Take the records below and write them out again exactly.

Excerpts from a dataset
··········

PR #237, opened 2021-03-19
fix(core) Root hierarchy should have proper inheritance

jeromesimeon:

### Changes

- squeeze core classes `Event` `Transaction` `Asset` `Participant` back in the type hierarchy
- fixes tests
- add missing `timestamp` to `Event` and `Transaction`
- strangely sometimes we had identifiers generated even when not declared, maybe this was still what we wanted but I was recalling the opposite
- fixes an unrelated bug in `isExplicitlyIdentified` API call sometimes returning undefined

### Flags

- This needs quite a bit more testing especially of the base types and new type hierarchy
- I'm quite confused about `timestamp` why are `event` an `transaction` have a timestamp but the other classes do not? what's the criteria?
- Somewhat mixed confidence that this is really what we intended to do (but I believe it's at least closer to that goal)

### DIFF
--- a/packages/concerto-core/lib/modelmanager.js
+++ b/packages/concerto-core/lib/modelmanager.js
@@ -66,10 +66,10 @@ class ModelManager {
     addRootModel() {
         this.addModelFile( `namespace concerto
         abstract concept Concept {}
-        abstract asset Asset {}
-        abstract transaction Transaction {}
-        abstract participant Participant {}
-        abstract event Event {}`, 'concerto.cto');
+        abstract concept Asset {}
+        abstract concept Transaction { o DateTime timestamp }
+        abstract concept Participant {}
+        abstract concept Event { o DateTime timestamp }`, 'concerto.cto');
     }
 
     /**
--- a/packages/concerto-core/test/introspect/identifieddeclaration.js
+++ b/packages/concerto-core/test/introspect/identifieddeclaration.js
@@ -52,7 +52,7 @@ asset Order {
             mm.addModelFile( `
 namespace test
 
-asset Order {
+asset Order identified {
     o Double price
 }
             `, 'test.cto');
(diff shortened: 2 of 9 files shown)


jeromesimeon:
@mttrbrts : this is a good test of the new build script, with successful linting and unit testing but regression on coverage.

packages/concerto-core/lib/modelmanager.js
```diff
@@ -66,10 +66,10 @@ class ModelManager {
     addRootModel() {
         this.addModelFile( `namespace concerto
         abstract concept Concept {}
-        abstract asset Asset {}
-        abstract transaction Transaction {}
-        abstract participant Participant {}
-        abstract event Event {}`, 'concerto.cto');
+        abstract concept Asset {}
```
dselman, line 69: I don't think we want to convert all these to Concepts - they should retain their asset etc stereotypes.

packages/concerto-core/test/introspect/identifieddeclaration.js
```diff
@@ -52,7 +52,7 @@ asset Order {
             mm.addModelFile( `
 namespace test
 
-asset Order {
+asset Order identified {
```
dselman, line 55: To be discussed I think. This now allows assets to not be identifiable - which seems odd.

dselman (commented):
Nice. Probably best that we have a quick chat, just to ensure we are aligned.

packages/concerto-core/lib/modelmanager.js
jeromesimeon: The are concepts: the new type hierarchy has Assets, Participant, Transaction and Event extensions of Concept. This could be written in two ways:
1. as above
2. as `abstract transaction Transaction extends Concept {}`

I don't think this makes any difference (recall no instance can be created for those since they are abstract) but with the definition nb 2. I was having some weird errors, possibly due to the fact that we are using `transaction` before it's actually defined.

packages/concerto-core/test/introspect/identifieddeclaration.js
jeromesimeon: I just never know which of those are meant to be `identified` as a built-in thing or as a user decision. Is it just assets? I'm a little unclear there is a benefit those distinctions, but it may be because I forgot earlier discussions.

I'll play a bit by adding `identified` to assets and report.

··········

Reply:
PR #237, opened 2021-03-19
fix(core) Root hierarchy should have proper inheritance

jeromesimeon:

### Changes

- squeeze core classes `Event` `Transaction` `Asset` `Participant` back in the type hierarchy
- fixes tests
- add missing `timestamp` to `Event` and `Transaction`
- strangely sometimes we had identifiers generated even when not declared, maybe this was still what we wanted but I was recalling the opposite
- fixes an unrelated bug in `isExplicitlyIdentified` API call sometimes returning undefined

### Flags

- This needs quite a bit more testing especially of the base types and new type hierarchy
- I'm quite confused about `timestamp` why are `event` an `transaction` have a timestamp but the other classes do not? what's the criteria?
- Somewhat mixed confidence that this is really what we intended to do (but I believe it's at least closer to that goal)

### DIFF
--- a/packages/concerto-core/lib/modelmanager.js
+++ b/packages/concerto-core/lib/modelmanager.js
@@ -66,10 +66,10 @@ class ModelManager {
     addRootModel() {
         this.addModelFile( `namespace concerto
         abstract concept Concept {}
-        abstract asset Asset {}
-        abstract transaction Transaction {}
-        abstract participant Participant {}
-        abstract event Event {}`, 'concerto.cto');
+        abstract concept Asset {}
+        abstract concept Transaction { o DateTime timestamp }
+        abstract concept Participant {}
+        abstract concept Event { o DateTime timestamp }`, 'concerto.cto');
     }
 
     /**
--- a/packages/concerto-core/test/introspect/identifieddeclaration.js
+++ b/packages/concerto-core/test/introspect/identifieddeclaration.js
@@ -52,7 +52,7 @@ asset Order {
             mm.addModelFile( `
 namespace test
 
-asset Order {
+asset Order identified {
     o Double price
 }
             `, 'test.cto');
(diff shortened: 2 of 9 files shown)


jeromesimeon:
@mttrbrts : this is a good test of the new build script, with successful linting and unit testing but regression on coverage.

packages/concerto-core/lib/modelmanager.js
```diff
@@ -66,10 +66,10 @@ class ModelManager {
     addRootModel() {
         this.addModelFile( `namespace concerto
         abstract concept Concept {}
-        abstract asset Asset {}
-        abstract transaction Transaction {}
-        abstract participant Participant {}
-        abstract event Event {}`, 'concerto.cto');
+        abstract concept Asset {}
```
dselman, line 69: I don't think we want to convert all these to Concepts - they should retain their asset etc stereotypes.

packages/concerto-core/test/introspect/identifieddeclaration.js
```diff
@@ -52,7 +52,7 @@ asset Order {
             mm.addModelFile( `
 namespace test
 
-asset Order {
+asset Order identified {
```
dselman, line 55: To be discussed I think. This now allows assets to not be identifiable - which seems odd.

dselman (commented):
Nice. Probably best that we have a quick chat, just to ensure we are aligned.

packages/concerto-core/lib/modelmanager.js
jeromesimeon: The are concepts: the new type hierarchy has Assets, Participant, Transaction and Event extensions of Concept. This could be written in two ways:
1. as above
2. as `abstract transaction Transaction extends Concept {}`

I don't think this makes any difference (recall no instance can be created for those since they are abstract) but with the definition nb 2. I was having some weird errors, possibly due to the fact that we are using `transaction` before it's actually defined.

packages/concerto-core/test/introspect/identifieddeclaration.js
jeromesimeon: I just never know which of those are meant to be `identified` as a built-in thing or as a user decision. Is it just assets? I'm a little unclear there is a benefit those distinctions, but it may be because I forgot earlier discussions.

I'll play a bit by adding `identified` to assets and report.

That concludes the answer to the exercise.